The internet and social media has enabled people to be hateful and vicious, without the burden of being in the presence of another human.

----------


## donnay

U.S. Constitution - Article 4 Section 4


The United States shall guarantee to every State in this Union a Republican Form of Government, and *shall protect each of them against Invasion*; and on Application of the Legislature, or of the Executive (when the Legislature cannot be convened) against domestic Violence.

----------


## acptulsa

> U.S. Constitution - Article 4 Section 4
> 
> 
> The United States shall guarantee to every State in this Union a Republican Form of Government, and *shall protect each of them against Invasion*; and on Application of the Legislature, or of the Executive (when the Legislature cannot be convened) against domestic Violence.


That says the president can allocate money?

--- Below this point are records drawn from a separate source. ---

PR #2671, opened 2019-10-16
[JIRA-325] Upgrade to React 16.10.2

tfrcarvalho:
# Description
JIRA-325: https://jira.czi.team/browse/IDSEQ-325

* Upgrades React to last stable version (16.10.2)
* Upgrades a few other dependencies that were still using deprecated lifecycle methods:
	* rc-slider
	* react-moment
	* semantic-ui-calendar
	* semantic-ui-react
* Migrates one of our components (`ScatterPlot`) to use the `UNSAFE_` lifecycle methods. Eventually those should to be refactored before migrating further.

# Notes

* With this version (>16.5) we now have access to the profiler tool from react dev tools.

# Tests

* Hard to fully test the changes. Navigated through the website and have not found any issues.


MarkAZhang:
It looks like `AccessionViz` has a `componentWillUpdate` method. Append `UNSAFE` before that as well?

Should we make a JIRA task to convert all the UNSAFE methods? (luckily there are only a couple)

tfrcarvalho:
> It looks like `AccessionViz` has a `componentWillUpdate` method. Append `UNSAFE` before that as well?
> 
> Should we make a JIRA task to convert all the UNSAFE methods? (luckily there are only a couple)

Thank you the catch. Fixed and https://jira.czi.team/browse/IDSEQ-1639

It doesn't even define "Invasion".

----------


## donnay

> That says the president can allocate money?
> 
> It doesn't even define "Invasion".


The money was already addressed and the democrats wouldn't even talk.  So the National Emergency needed to be used to get it allocated.

So you need "Invasion" defined for you?  Knowing that caravans of illegals (of mostly men) are heading up to our southern border to enter into a country is not considered an invasion?

----------


## acptulsa

> The money was already addressed and the democrats wouldn't even talk.  So the National Emergency needed to be used to get it allocated.


But the statute does not say it can be used to allocate money, and has never been used to allocate money before,




> So you need "Invasion" defined for you?  Knowing that caravans of (mostly men) are heading up to our southern border to enter into a country is not considered an invasion?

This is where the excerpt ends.